◆ PROBLEM REQUIREMENTS
Only lines with the word "where" belong in the answer; copy them from the records below.
Segment Start: THE RECORDS
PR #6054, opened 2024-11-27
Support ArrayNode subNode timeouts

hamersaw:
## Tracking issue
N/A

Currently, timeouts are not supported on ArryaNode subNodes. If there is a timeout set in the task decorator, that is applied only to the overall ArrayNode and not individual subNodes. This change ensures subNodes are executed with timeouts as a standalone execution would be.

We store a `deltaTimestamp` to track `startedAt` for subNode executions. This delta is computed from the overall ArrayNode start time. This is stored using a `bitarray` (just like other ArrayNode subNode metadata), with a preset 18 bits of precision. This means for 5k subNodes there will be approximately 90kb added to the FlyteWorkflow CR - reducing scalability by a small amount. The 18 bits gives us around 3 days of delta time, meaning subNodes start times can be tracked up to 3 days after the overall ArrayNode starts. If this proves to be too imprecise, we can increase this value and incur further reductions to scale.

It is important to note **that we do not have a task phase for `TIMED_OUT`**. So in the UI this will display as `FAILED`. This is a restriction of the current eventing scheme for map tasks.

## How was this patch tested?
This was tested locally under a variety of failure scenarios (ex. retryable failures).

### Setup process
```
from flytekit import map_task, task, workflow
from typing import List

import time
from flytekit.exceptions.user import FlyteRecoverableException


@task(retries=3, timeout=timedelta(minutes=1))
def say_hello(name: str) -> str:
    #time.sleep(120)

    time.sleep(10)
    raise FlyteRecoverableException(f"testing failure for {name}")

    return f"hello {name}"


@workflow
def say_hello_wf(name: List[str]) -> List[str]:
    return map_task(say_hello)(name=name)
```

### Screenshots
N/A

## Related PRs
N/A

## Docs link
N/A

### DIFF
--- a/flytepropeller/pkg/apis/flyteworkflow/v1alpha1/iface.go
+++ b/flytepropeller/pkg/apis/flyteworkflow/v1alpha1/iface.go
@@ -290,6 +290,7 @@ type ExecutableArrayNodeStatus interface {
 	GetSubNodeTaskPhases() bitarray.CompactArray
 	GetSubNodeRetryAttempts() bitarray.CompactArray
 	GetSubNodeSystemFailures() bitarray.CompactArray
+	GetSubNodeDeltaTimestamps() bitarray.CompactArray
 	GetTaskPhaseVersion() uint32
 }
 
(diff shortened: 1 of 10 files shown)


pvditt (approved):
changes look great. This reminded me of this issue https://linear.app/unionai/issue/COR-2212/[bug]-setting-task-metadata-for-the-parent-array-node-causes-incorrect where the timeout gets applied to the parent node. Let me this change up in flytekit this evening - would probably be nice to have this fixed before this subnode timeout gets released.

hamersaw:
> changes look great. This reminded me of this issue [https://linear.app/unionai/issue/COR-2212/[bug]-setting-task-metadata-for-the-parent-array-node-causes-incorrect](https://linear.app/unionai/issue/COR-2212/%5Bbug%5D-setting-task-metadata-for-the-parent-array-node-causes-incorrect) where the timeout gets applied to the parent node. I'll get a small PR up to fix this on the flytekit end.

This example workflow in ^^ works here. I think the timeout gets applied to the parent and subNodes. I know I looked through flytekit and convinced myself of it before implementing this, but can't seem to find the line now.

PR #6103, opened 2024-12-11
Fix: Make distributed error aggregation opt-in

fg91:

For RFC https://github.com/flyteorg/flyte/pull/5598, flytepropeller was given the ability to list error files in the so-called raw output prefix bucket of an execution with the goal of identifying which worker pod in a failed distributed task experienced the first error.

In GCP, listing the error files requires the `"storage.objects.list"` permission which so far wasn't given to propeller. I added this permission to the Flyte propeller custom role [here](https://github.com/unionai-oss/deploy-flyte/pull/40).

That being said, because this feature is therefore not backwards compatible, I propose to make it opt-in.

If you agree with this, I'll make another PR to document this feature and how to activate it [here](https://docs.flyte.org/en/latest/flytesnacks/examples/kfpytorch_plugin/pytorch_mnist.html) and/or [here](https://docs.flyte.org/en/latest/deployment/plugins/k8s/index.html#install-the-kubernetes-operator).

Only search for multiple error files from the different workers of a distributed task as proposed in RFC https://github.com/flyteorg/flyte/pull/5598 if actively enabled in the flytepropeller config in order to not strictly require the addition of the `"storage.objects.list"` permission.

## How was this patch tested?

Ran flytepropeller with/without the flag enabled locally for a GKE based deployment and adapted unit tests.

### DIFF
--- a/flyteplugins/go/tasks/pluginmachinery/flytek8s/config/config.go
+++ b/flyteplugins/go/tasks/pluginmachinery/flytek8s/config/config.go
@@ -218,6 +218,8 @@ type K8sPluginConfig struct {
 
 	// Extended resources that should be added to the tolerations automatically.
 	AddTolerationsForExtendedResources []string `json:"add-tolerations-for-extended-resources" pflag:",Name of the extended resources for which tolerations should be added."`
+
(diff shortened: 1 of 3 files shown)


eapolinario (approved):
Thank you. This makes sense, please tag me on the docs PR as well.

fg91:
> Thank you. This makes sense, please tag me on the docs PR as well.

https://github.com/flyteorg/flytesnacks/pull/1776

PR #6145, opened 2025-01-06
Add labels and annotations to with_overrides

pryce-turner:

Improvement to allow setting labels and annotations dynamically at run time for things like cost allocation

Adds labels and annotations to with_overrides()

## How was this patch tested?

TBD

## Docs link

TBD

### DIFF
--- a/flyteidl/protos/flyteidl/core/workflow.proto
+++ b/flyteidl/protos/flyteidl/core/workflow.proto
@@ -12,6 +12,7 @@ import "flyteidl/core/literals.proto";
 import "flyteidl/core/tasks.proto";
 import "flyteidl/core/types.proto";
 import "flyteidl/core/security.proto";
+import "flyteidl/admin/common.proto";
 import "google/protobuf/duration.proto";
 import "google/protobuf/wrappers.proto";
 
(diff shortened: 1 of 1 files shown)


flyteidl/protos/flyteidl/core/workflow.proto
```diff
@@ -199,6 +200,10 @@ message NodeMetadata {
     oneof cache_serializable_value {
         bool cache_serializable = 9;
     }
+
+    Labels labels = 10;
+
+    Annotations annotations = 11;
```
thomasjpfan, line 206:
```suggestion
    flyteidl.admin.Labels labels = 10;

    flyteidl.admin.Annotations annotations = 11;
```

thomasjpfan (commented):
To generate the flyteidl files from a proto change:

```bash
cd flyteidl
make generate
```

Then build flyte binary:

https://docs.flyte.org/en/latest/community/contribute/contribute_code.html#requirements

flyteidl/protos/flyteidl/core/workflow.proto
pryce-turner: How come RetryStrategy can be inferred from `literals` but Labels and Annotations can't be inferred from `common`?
Segment End: THE RECORDS
◆ SOLVED PROBLEM
changes look great. This reminded me of this issue https://linear.app/unionai/issue/COR-2212/[bug]-setting-task-metadata-for-the-parent-array-node-causes-incorrect where the timeout gets applied to the parent node. Let me this change up in flytekit this evening - would probably be nice to have this fixed before this subnode timeout gets released.
> changes look great. This reminded me of this issue [https://linear.app/unionai/issue/COR-2212/[bug]-setting-task-metadata-for-the-parent-array-node-causes-incorrect](https://linear.app/unionai/issue/COR-2212/%5Bbug%5D-setting-task-metadata-for-the-parent-array-node-causes-incorrect) where the timeout gets applied to the parent node. I'll get a small PR up to fix this on the flytekit end.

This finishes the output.